What is a Net Working Capital Peg? Protecting Equity in a UK Business Sale
Learn how the Net Working Capital (NWC) Peg acts as a baseline in UK business disposals and how to protect your closing cash from buyer price chips.

The 30-Second Definition
The Net Working Capital (NWC) Peg (or Target) is a benchmark level of current assets (such as inventory, trade debtors, and prepayments) minus current liabilities (such as trade creditors and accruals) that a seller must legally leave in the business at completion. In UK M&A, if your actual working capital at midnight on the closing date falls below this agreed "Peg", the buyer reduces your final purchase price pound-for-pound.
Why Corporate Buyers Insist on an NWC Peg
Most mid-market business owners focus exclusively on the Profit & Loss account. However, institutional buyers know that a business is a running engine that requires physical fuel to operate on Day 1 post-sale. If a seller strips out all the cash, collects every trade debt early, and leaves empty stock shelves right before handover, the business will collapse without an immediate injection of cash.
The NWC Peg prevents this scenario. It ensures that the company is handed over with a normal, healthy level of operational liquidity. The deal is usually structured as "Debt-Free, Cash-Free", meaning you take the surplus cash, but you must leave the working capital intact.
How the "Peg" is Negotiated (and the Seasonal Risk)
The Net Working Capital Peg is typically calculated using a 12-month rolling average of the business's balance sheets to smooth out short-term fluctuations. However, this poses a substantial trap for seasonal businesses:
- The Trap: If your business builds up massive stock levels in Autumn to prepare for Winter sales, a buyer may attempt to set the Peg using your peak operational month. This forces you to leave significantly more value in the company at completion without receiving a higher purchase price.

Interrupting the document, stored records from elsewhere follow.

Issue #3822, opened 2025-11-20
False-positive in `CT_CONSTRUCTOR_THROW`


Vampire:
In this class:
```java
public class Foo {
    public Foo(Collection<?> foo) {
        this(new ArrayList<>(foo), bar());
    }

    private Foo(Collection<?> foo, Object bar) {
    }

    private static Object bar() throws RuntimeException {
        return null;
    }
}
```
a `CT_CONSTRUCTOR_THROW` is detected.

If you change
```java
this(new ArrayList<>(foo), bar());
```
to
```java
this(new ArrayList<>(foo), null);
```
or
```java
this(foo, bar());
```
then no false-positive is detected.

PR #3829, opened 2025-11-26
Fix `CT_CONSTRUCTOR_THROW` FP with public and private constructors

JuditKnoll:
Fixes https://github.com/spotbugs/spotbugs/issues/3822.

### DIFF
--- a/spotbugs-tests/src/test/java/edu/umd/cs/findbugs/detect/ConstructorThrowTest.java
+++ b/spotbugs-tests/src/test/java/edu/umd/cs/findbugs/detect/ConstructorThrowTest.java
@@ -38,7 +38,8 @@ class ConstructorThrowTest extends AbstractIntegrationTest {
     @Test
     void testConstructorThrowCheck5() {
         performAnalysis("constructorthrow/ConstructorThrowTest5.class");
-        assertBugTypeCount(CT_THROW, 1);
+        assertBugTypeCount(CT_THROW, 2);
+        assertBugAtLine(CT_THROW, 11);
         assertBugAtLine(CT_THROW, 16);
     }
 
@@ -295,6 +296,13 @@ class ConstructorThrowTest extends AbstractIntegrationTest {
     @Test
     void testGoodConstructorThrowCheck21() {
         performAnalysis("constructorthrow/ConstructorThrowNegativeTest21.class");
+        assertNoBugType(CT_THROW);
+    }
+
+    @Test
+    void testGoodConstructorThrowCheck22() {
+        performAnalysis("constructorthrow/ConstructorThrowNegativeTest22.class",
+                "constructorthrow/SuperConstructorThrowNegativeTest22.class");
         assertNoBugType(CT_THROW);
     }
 }
--- a/spotbugs/src/main/java/edu/umd/cs/findbugs/detect/ConstructorThrow.java
+++ b/spotbugs/src/main/java/edu/umd/cs/findbugs/detect/ConstructorThrow.java
@@ -23,10 +23,10 @@ import java.util.stream.Collectors;
 import edu.umd.cs.findbugs.OpcodeStack;
 import edu.umd.cs.findbugs.annotations.NonNull;
 import edu.umd.cs.findbugs.ba.AnalysisContext;
+import edu.umd.cs.findbugs.ba.Hierarchy;
 import edu.umd.cs.findbugs.ba.XMethod;
 import edu.umd.cs.findbugs.internalAnnotations.DottedClassName;
 import edu.umd.cs.findbugs.util.ClassName;
-import edu.umd.cs.findbugs.util.Values;
 import org.apache.bcel.Const;
 
 import edu.umd.cs.findbugs.BugInstance;
@@ -161,8 +161,14 @@ public class ConstructorThrow extends OpcodeStackDetector {
                 }
             }
         } else if (isMethodCall()) {
-            if (Const.CONSTRUCTOR_NAME.equals(getNameConstantOperand()) && getClassConstantOperand().equals(Values.SLASHED_JAVA_LANG_OBJECT)) {
-                hadObjectConstructor = true;
+            if (Const.CONSTRUCTOR_NAME.equals(getNameConstantOperand())) {
+                try {
+                    if (Hierarchy.isSubtype(getDottedClassName(), ClassName.toDottedClassName(getClassConstantOperand()))) {
+                        hadObjectConstructor = true;
+                    }
+                } catch (ClassNotFoundException e) {
+                    AnalysisContext.reportMissingClass(e);
+                }
             }
 
             String calledMethodFQN = getCalledMethodFQN();
--- a/spotbugsTestCases/src/java/constructorthrow/ConstructorThrowNegativeTest22.java
+++ b/spotbugsTestCases/src/java/constructorthrow/ConstructorThrowNegativeTest22.java
@@ -1,0 +1,36 @@
+package constructorthrow;
+
+import java.io.IOException;
+
+/**
+ * The Exception is thrown before the java.lang.Object constructor exits, so this is compliant, since in this case
+ * the JVM will not execute an object's finalizer.
+ */
+public class ConstructorThrowNegativeTest22 extends SuperConstructorThrowNegativeTest22 {
+    protected static boolean verify() throws IOException {
+        // Returns true if data entered is valid, else throws an Exception
+        // Assume that the attacker just enters invalid data, so this method always throws the exception
+        throw new IOException("Still invalid data!");
+    }
+
+    public ConstructorThrowNegativeTest22() throws IOException {
+        super();
+    }
+}
+
+class SuperConstructorThrowNegativeTest22 {
+    protected static boolean verify() throws IOException {
+        // Returns true if data entered is valid, else throws an Exception
+        // Assume that the attacker just enters invalid data, so this method always throws the exception
+        throw new IOException("Invalid data!");
+    }
+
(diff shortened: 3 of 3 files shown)


spotbugs-tests/src/test/java/edu/umd/cs/findbugs/detect/ConstructorThrowTest.java
```diff
@@ -38,8 +38,7 @@ void testConstructorThrowCheck4() {
     @Test
     void testConstructorThrowCheck5() {
         performAnalysis("constructorthrow/ConstructorThrowTest5.class");
-        assertBugTypeCount(CT_THROW, 2);
-        assertBugAtLine(CT_THROW, 11);
+        assertBugTypeCount(CT_THROW, 1);
         assertBugAtLine(CT_THROW, 16);
     }
```
JuditKnoll, line 44: The test file for this is here:
https://github.com/spotbugs/spotbugs/blob/fdeb7fe48c9d4edc3ad340a6db207519a5456bdd/spotbugsTestCases/src/java/constructorthrow/ConstructorThrowTest5.java#L7-L23

It's really similar to the edge-case of public and private constructors, and in the no parameter constructor the Object constructor is not called directly. It's called via the other constructor. Fixing the one parameter constructor also fixes the no parameter one, so in this case IMO it's okay to only report the issue at the one parameter constructor.

See the bytecode for the testcase here:
```
constructorthrow.ConstructorThrowTest5.<init> : ()V
  0 aload_0         []::[< Lconstructorthrow/ConstructorThrowTest5;, IP, r0 >]
  1 iconst_5        [< Lconstructorthrow/ConstructorThrowTest5;, IP, r0 >]::[< Lconstructorthrow/ConstructorThrowTest5;, IP, r0 >]
  2 invokespecial   [< Lconstructorthrow/ConstructorThrowTest5;, IP, r0 >, < I, 5 >]::[< Lconstructorthrow/ConstructorThrowTest5;, IP, r0 >]
  5 return          []::[< Lconstructorthrow/ConstructorThrowTest5;, IP, r0 >]

constructorthrow.ConstructorThrowTest5.<init> : (I)V
  0 aload_0         []::[< Lconstructorthrow/ConstructorThrowTest5;, IP, r0 >, < I, IP, r1 >]
  1 invokespecial   [< Lconstructorthrow/ConstructorThrowTest5;, IP, r0 >]::[< Lconstructorthrow/ConstructorThrowTest5;, IP, r0 >, < I, IP, r1 >]
  4 aload_0         []::[< Lconstructorthrow/ConstructorThrowTest5;, IP, r0 >, < I, IP, r1 >]
  5 iconst_0        [< Lconstructorthrow/ConstructorThrowTest5;, IP, r0 >]::[< Lconstructorthrow/ConstructorThrowTest5;, IP, r0 >, < I, IP, r1 >]
  6 putfield        [< Lconstructorthrow/ConstructorThrowTest5;, IP, r0 >, < I, 0 >]::[< Lconstructorthrow/ConstructorThrowTest5;, IP, r0 >, < I, IP, r1 >]
  9 aload_0         []::[< Lconstructorthrow/ConstructorThrowTest5;, IP, r0 >, < I, IP, r1 >]
 10 iload_1         [< Lconstructorthrow/ConstructorThrowTest5;, IP, r0 >]::[< Lconstructorthrow/ConstructorThrowTest5;, IP, r0 >, < I, IP, r1 >]
 11 putfield        [< Lconstructorthrow/ConstructorThrowTest5;, IP, r0 >, < I, IP, r1 >]::[< Lconstructorthrow/ConstructorThrowTest5;, IP, r0 >, < I, IP, r1 >]
 14 aload_0         []::[< Lconstructorthrow/ConstructorThrowTest5;, IP, r0 >, < I, IP, r1 >]
 15 invokevirtual   [< Lconstructorthrow/ConstructorThrowTest5;, IP, r0 >]::[< Lconstructorthrow/ConstructorThrowTest5;, IP, r0 >, < I, IP, r1 >]
 18 return          []::[< Lconstructorthrow/ConstructorThrowTest5;, IP, r0 >, < I, IP, r1 >]

constructorthrow.ConstructorThrowTest5.testMethod : ()V
  0 getstatic       []::[< Lconstructorthrow/ConstructorThrowTest5;, IP, r0 >]
  3 aload_0         [< Ljava/io/PrintStream;, static java.lang.System.out Ljava/io/PrintStream; >]::[< Lconstructorthrow/ConstructorThrowTest5;, IP, r0 >]
  4 getfield        [< Ljava/io/PrintStream;, static java.lang.System.out Ljava/io/PrintStream; >, < Lconstructorthrow/ConstructorThrowTest5;, IP, r0 >]::[< Lconstructorthrow/ConstructorThrowTest5;, IP, r0 >]
  7 invokevirtual   [< Ljava/io/PrintStream;, static java.lang.System.out Ljava/io/PrintStream; >, < I, 0:constructorthrow.ConstructorThrowTest5.i I, cbz >]::[< Lconstructorthrow/ConstructorThrowTest5;, IP, r0 >]
 10 new             []::[< Lconstructorthrow/ConstructorThrowTest5;, IP, r0 >]
 13 dup             [< Ljava/lang/RuntimeException;, new >]::[< Lconstructorthrow/ConstructorThrowTest5;, IP, r0 >]
 14 invokespecial   [< Ljava/lang/RuntimeException;, new >, < Ljava/lang/RuntimeException;, new >]::[< Lconstructorthrow/ConstructorThrowTest5;, IP, r0 >]
 17 athrow          [< Ljava/lang/RuntimeException;, new, return value from java.lang.RuntimeException.<init>()V >]::[< Lconstructorthrow/ConstructorThrowTest5;, IP, r0 >]
```

spotbugs/src/main/java/edu/umd/cs/findbugs/detect/ConstructorThrow.java
```diff
@@ -160,7 +160,8 @@ private void reportConstructorThrow(int seen) {
                 }
             }
         } else if (isMethodCall()) {
-            if (Const.CONSTRUCTOR_NAME.equals(getNameConstantOperand())) {
+            String calledClass = getClassConstantOperand();
```
ThrawnCA: Why make a local variable that's only used once?

spotbugs/src/main/java/edu/umd/cs/findbugs/detect/ConstructorThrow.java
```diff
@@ -160,7 +160,8 @@ private void reportConstructorThrow(int seen) {
...
+            if (Const.CONSTRUCTOR_NAME.equals(getNameConstantOperand()) && calledClass.equals("java/lang/Object")) {
```
ThrawnCA: This could use `Values.SLASHED_JAVA_LANG_OBJECT`

JuditKnoll: Good catch! Thanks, fixed it.

spotbugs/src/main/java/edu/umd/cs/findbugs/detect/ConstructorThrow.java
JuditKnoll: Checked it during debug and forgot to remove the variable. Thanks for highlighting it. Fixed it 😄

spotbugs/src/main/java/edu/umd/cs/findbugs/detect/ConstructorThrow.java
```diff
@@ -160,7 +161,7 @@ private void reportConstructorThrow(int seen) {
                 }
             }
         } else if (isMethodCall()) {
-            if (Const.CONSTRUCTOR_NAME.equals(getNameConstantOperand())) {
+            if (Const.CONSTRUCTOR_NAME.equals(getNameConstantOperand()) && getClassConstantOperand().equals(Values.SLASHED_JAVA_LANG_OBJECT)) {
```
gtoison: I don't completely understand the change but I suspect this should be tested against the superclass (which isn't necessarily java.lang.Object)

spotbugs-tests/src/test/java/edu/umd/cs/findbugs/detect/ConstructorThrowTest.java
JuditKnoll: With the latest change, this is no longer true. It works the same way as it did earlier.

spotbugs/src/main/java/edu/umd/cs/findbugs/detect/ConstructorThrow.java
JuditKnoll: Thanks, you are right about the superclass. Fixed the code.

So the edge case of public and private constructors is detailed [here](https://wiki.sei.cmu.edu/confluence/spaces/java/pages/88487789/OBJ11-J.+Be+wary+of+letting+constructors+throw+exceptions#OBJ11J.Bewaryoflettingconstructorsthrowexceptions-CompliantSolution(JavaSE6%2CPublicandPrivateConstructors)). Basically if there is an exception raising check before the `java.lang.Object` constructor exits for the relevant object, so the check functions are called in constructor call's argument, then no finalizer attack can be made.

In the code example from https://github.com/spotbugs/spotbugs/issues/3822 the constructor of `ArrayList` is called, then the exception throwing `bar()` method. The detector earlier did not check which constructor is called when looking for the object's constructor, so it incorrectly recognized the `ArrayList`'s constructor as the objects' and flagged the unhandled exception throwing `bar()` call as problematic.

I hope this helps to clarify the change. Please LMK if it's still unclear.

gtoison: Thanks for the explanation and the new test!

- The Solution: You must map out your rolling 12-month working capital cycle with your corporate finance advisors long before signing an Letter of Intent (LOI) to establish a fair, normalized baseline.
The Buyer’s Playbook: The Balance Sheet Price Chip
In the final weeks of due diligence within the Virtual Data Room, the buyer's forensic team will audit your balance sheet definitions. They will look for any opportunity to reclassify items to adjust the final payout:
- Aged Stock Write-Downs: Accountants will scan your inventory records. Any stock older than 90 or 180 days will be argued down to zero value, reducing your current assets and pushing you below the Peg level.
- Bad Debt Provisions: If you have invoices that are overdue, the buyer will insist they are excluded from the working capital calculation, meaning you don't get credited for them at completion.
- Reclassifying Tax Liabilities: Buyers will check that accrued corporation tax, VAT, and PAYE are correctly separated from standard working capital liabilities, ensuring they don't artificially distort the baseline.
Defend Your Closing Balance Sheet
Negotiating the working capital definitions in the Share Purchase Agreement (SPA) is often where the real battle for deal value takes place. Entering these discussions without an internal NWC model leaves you highly exposed to late-stage price deductions.